_What is needed_: In the entries that follow, find every line containing "Waiting" and copy it.

_The data_:
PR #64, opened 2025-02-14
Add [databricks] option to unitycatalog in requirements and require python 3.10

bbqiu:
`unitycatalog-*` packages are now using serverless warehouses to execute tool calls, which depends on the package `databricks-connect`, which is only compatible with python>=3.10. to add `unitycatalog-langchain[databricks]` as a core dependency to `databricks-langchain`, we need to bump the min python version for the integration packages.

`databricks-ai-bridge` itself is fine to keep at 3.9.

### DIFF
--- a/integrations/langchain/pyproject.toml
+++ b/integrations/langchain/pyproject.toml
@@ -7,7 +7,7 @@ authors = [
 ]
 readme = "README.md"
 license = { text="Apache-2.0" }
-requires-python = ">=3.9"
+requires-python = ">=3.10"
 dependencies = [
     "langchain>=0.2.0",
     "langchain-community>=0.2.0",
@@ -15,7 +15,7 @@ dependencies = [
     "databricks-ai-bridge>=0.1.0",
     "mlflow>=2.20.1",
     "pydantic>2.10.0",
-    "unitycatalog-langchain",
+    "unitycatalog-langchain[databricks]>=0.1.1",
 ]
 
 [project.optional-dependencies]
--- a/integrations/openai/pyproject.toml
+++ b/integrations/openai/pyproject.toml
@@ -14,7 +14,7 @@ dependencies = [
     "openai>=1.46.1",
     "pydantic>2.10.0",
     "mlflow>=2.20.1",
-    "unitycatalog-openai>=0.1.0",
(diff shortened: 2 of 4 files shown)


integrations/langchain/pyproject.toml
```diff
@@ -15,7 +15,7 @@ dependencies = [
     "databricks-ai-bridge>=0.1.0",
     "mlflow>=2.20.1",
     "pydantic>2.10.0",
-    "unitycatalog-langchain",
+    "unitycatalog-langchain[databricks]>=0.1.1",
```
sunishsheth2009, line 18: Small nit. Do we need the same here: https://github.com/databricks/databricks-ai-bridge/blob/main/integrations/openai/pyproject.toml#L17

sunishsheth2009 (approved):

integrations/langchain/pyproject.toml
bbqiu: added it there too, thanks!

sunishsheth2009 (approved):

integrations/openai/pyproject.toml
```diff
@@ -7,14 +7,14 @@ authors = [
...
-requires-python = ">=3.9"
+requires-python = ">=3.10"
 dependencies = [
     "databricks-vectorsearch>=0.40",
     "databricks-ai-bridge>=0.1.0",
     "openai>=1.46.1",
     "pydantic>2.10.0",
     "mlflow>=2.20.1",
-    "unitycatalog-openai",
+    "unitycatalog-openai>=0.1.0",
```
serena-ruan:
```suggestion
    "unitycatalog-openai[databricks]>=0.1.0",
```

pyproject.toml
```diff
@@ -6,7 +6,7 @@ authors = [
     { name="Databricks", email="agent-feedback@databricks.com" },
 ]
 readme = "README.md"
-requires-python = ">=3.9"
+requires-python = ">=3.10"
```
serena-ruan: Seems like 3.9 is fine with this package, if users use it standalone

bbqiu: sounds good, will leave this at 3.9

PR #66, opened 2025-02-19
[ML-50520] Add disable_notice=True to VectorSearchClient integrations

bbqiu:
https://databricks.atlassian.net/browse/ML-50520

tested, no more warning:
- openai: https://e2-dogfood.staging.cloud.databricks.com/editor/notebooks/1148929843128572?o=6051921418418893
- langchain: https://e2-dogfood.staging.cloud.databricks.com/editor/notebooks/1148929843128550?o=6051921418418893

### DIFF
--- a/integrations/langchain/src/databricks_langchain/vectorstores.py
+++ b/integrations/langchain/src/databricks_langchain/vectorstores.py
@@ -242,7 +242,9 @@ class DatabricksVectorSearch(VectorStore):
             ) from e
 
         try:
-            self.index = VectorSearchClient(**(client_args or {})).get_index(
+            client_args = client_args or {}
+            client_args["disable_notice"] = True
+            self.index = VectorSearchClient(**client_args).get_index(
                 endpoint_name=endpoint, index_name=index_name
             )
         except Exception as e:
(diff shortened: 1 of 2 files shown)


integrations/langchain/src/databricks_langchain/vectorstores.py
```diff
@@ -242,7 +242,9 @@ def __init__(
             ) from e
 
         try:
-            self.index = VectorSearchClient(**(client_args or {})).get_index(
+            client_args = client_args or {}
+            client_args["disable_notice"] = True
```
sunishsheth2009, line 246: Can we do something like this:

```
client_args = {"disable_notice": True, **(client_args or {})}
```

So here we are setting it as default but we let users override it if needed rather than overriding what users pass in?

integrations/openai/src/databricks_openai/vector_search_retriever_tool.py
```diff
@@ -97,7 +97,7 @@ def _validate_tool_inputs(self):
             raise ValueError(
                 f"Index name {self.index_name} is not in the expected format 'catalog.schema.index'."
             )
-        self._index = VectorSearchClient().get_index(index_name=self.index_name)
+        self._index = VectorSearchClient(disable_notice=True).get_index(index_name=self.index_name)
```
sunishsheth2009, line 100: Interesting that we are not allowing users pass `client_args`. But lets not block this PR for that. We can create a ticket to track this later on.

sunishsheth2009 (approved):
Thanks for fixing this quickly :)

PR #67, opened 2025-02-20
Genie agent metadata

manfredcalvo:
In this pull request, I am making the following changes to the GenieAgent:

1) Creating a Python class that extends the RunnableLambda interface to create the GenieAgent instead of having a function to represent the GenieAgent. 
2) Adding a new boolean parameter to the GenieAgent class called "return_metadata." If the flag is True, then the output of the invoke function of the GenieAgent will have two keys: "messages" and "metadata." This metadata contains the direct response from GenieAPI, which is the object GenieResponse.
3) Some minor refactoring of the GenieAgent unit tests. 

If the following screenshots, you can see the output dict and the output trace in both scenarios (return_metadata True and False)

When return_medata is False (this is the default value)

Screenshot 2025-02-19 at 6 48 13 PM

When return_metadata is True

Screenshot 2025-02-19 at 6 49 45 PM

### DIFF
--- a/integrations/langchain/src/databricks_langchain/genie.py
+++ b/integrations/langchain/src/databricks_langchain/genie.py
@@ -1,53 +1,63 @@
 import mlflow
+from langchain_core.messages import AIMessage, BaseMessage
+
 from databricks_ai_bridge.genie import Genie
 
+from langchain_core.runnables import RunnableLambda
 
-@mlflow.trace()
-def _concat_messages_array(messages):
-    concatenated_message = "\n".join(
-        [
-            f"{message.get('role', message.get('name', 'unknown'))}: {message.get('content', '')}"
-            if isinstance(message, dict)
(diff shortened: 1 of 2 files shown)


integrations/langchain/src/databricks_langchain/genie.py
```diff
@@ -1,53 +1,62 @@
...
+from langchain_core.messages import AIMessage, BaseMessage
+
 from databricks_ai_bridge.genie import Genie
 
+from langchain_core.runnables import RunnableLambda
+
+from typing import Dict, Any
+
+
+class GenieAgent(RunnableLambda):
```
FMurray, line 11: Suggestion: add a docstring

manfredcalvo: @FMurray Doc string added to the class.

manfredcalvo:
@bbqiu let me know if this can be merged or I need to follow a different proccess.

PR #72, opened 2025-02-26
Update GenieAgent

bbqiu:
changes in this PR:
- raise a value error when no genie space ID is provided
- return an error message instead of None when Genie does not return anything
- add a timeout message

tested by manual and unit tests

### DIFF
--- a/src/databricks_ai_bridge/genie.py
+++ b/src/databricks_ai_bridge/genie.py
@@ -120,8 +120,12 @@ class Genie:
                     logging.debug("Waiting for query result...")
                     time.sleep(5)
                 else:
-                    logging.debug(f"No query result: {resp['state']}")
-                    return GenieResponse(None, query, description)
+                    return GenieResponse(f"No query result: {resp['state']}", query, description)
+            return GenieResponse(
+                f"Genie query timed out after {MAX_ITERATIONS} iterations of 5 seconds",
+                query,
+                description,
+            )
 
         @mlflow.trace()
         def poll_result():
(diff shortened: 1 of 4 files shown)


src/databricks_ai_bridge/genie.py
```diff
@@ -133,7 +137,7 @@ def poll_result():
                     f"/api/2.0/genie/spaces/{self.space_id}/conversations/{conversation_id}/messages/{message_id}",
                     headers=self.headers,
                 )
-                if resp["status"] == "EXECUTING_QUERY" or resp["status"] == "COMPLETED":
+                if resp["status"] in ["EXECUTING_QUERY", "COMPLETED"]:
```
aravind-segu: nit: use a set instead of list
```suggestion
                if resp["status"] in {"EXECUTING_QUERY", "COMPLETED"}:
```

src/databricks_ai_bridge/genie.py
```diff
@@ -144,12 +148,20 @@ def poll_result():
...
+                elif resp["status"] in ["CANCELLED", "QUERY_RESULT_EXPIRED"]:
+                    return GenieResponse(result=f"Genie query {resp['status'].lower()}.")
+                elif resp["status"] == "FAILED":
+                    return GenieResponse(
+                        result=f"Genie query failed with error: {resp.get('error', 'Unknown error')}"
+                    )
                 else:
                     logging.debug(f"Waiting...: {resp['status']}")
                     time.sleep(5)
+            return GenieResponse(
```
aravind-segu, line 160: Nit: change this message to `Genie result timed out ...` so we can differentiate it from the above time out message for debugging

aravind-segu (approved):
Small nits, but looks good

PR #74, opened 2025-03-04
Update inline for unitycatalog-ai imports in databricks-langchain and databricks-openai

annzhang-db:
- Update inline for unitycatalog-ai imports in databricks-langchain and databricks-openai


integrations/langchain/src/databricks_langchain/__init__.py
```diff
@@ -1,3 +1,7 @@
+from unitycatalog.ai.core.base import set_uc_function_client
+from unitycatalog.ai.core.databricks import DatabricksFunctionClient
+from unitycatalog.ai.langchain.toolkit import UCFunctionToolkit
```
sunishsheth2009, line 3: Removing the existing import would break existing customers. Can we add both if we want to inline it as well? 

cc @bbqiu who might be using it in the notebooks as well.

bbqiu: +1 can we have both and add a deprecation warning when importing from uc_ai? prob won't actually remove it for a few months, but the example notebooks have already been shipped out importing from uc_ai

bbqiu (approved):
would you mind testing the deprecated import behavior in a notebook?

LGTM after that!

_Solution to this problem_:
                     logging.debug("Waiting for query result...")
                     logging.debug(f"Waiting...: {resp['status']}")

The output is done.